**Task to complete**
Copy verbatim the material from its first line to the line that holds "Implement environment not", including that line.
── Data for analysis
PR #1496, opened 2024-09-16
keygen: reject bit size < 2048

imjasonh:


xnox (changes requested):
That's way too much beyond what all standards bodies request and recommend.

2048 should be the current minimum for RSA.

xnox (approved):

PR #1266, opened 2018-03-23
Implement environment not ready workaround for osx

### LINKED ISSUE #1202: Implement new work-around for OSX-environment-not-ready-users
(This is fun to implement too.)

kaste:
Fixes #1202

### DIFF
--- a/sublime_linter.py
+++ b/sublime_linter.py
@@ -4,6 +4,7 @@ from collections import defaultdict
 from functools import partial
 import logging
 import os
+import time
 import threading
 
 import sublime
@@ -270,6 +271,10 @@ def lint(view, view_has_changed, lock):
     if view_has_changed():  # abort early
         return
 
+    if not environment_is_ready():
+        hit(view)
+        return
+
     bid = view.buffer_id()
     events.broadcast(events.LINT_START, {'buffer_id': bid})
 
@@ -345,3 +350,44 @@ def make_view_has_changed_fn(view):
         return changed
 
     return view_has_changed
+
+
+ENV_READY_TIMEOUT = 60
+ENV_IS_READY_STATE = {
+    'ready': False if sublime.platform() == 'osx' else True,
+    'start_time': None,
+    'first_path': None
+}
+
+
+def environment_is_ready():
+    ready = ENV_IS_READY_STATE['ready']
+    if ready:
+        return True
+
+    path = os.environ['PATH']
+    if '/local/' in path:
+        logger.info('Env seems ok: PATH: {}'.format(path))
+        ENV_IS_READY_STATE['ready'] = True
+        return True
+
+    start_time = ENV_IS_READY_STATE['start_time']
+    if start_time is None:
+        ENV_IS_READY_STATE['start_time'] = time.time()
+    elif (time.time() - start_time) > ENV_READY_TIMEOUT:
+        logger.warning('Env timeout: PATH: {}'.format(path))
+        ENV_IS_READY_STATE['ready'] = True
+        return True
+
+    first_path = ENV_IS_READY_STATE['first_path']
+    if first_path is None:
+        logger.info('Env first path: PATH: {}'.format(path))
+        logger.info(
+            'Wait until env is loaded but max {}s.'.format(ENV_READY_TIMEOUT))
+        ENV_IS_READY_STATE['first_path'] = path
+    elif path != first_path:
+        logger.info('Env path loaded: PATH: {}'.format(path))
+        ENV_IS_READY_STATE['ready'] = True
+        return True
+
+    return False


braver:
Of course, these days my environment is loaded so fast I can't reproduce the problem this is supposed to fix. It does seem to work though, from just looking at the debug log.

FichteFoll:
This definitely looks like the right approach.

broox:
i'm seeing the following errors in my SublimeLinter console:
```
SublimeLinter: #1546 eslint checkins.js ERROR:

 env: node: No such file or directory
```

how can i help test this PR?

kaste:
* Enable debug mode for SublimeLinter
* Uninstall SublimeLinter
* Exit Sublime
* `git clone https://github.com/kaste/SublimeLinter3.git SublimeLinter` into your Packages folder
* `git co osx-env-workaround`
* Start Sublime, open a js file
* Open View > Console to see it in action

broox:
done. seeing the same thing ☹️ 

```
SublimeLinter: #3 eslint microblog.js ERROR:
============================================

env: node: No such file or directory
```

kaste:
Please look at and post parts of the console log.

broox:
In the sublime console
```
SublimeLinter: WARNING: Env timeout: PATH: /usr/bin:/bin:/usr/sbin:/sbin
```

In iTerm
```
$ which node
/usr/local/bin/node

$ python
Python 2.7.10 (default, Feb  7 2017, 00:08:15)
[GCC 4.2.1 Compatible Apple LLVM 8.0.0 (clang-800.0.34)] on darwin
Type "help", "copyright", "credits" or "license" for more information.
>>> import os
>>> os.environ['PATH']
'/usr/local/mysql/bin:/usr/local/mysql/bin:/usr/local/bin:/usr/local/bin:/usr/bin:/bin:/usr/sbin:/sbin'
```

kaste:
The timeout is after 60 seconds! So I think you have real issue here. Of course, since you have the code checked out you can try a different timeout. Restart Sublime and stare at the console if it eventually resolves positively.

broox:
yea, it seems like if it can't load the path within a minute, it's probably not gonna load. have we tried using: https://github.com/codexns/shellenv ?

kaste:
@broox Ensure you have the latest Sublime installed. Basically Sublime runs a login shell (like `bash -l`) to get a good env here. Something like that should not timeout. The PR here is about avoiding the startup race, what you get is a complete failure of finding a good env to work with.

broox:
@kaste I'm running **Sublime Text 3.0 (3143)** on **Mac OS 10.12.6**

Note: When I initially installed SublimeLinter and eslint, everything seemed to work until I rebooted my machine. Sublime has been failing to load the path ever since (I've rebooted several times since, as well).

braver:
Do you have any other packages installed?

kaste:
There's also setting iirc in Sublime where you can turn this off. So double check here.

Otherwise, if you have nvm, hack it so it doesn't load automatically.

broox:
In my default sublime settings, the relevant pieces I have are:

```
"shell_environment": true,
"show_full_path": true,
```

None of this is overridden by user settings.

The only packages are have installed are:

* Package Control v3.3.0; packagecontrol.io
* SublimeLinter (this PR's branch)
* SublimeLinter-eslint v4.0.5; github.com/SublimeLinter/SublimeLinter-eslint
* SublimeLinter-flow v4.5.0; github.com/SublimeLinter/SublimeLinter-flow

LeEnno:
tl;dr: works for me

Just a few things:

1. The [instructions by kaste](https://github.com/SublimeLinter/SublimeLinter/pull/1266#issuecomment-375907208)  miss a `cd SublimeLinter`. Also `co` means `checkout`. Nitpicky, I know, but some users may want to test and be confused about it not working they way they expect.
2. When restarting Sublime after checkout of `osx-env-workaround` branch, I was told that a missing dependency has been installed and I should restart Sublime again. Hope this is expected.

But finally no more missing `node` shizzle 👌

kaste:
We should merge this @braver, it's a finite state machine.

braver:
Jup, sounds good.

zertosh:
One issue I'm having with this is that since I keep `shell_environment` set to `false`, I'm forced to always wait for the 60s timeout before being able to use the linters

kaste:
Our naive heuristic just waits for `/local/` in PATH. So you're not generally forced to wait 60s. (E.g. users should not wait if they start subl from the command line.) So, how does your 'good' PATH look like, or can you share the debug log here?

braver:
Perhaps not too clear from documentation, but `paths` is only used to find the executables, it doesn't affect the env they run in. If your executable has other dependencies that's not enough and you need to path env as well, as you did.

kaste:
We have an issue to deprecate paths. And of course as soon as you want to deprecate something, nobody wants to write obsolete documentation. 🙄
────
**Answer to this problem**
PR #1496, opened 2024-09-16
keygen: reject bit size < 2048

imjasonh:


xnox (changes requested):
That's way too much beyond what all standards bodies request and recommend.

2048 should be the current minimum for RSA.

xnox (approved):

PR #1266, opened 2018-03-23
Implement environment not ready workaround for osx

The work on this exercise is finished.